4 comments on “Framing the judginess of Plunket

  1. Gae says:

    And when I was a new mum back in the ‘olden days’ (the 60’s for goodness sake!) all the nurses at the Baby Health Centre were VERY close to retirement. Probably some of them were ex-Service nurses, and they really do not GET flexibility.
    Our son was a big lump (4.5 kg born) and whacked it on accordingly, our daughter was a dainty 3.6 kg, and although happy, obviously healthy, and VERY active, she was a dainty ‘gainer’. They were so fussed that she NEVER attained her weekly weight gain ‘targets’ that if she had been the first born, they would have destroyed my confidence. It was an absolute hoot to compare the two weight gain graphs. Erich started out just above the shaded area (indicating the average range), then tracked consistently 1 – 1.5 cm above the shaded area. Anne tracked roughly the same distance BELOW the shaded area. Did they want me to stuff her like a Strasburg goose?

  2. M-H says:

    I have to tell you my Plunket Nurse story – I have several, but this is the best. When Mat was four (late 1970s) he went along for his pre-school check. One of the tests was to show him some shapes, and he was to name them. Square was fine; circle, triangle… the last one was a diamond. He glanced it and said “Trapezium”. “That’s not right.” She marked her book. I intervened: “Sorry, Nurse, but his dad is a Maths teacher, and we cut the toast into different shapes every morning. Technically, that really is a trapezium.” I didn’t point out that he could also have recognised a hexagon, octagon and probably more if required. And I don’t believe she changed the ‘wrong’ mark in her book either.

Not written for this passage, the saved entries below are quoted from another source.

PR #1109, opened 2024-10-08
add column_associations public function

jeromedockes:
adds `column_associations` (the function that computes the pairwise cramer v stats shown in the tablereport) as a function accessible in the public api


Vincent-Maladiere (approved):
Very nice! Should we append this function to the "Generating an HTML report" API reference section?

By the way, should we have an entry of the TableReport in the user guide of the documentation? This is such a major feature, we could talk about it a little. WDYT?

    Plunket does a great job, but in truth it’s very limited by its rigidity. But then, so is a lot of healthcare now. Don’t you dare be a bit slow recovering from surgery!

  3. rayinnz says:

    Interesting, I remember my wife (who being a Taranaki girl is quite self assertive ) making special efforts in the 70s before the nurse came to make sure everything would meet the nurse’s approval
    I would like to think that the Plunket has loosened up a little, babies can thrive on formula even if breast milk is more natural and gives some advantages etc

    The reason I have always been a strong supporter of Plunket is that they get to see almost all children at the early intervention age when real changes can improve the child’s later outcomes. Up 27 visits in the can take place to offer this help

    We are just at the point of setting up a project locally that will encourage the parents of children who are at risk of not being up to speed when they start school being encouraged to improve their children’s outcomes. It is tricky stuff to do as the parents have to see the problem before we can offer assistance
    It is being done through the schools (which already have breakfast clubs) but hopefully in a non threatening manner
    Plunket are heavily involved as they get to see those that might fall into this category long before the kids arrive at school not having the skills to learn

  4. Sarah says:

    I have very recent experience with Plunket and I agree that their advice is mostly very rigid and often delivered in a scare-mongering manner. I do not appreciate being lectured about how my baby won’t sleep through the night because I breastfeed him to sleep. Actually, it’s normal for babies not to sleep through the night, and it’s normal for them to sometimes sleep even worse than they normally do when they are going through a developmental spurt (like learning to crawl). What I needed was someone to listen to me and encourage me, not tell me what I was doing “wrong”. My partner’s parents, a doctor and nurse, are just the same, always looking for problems and “advising” – I think it is very difficult for health professionals not to do this.

    What was great was attending a couple of their group classes (I think they are called Pipi groups), which I went to solely to try to meet other new mothers. Now I have a couple of friends to share ideas and experience with, and frustrations, and it’s much better.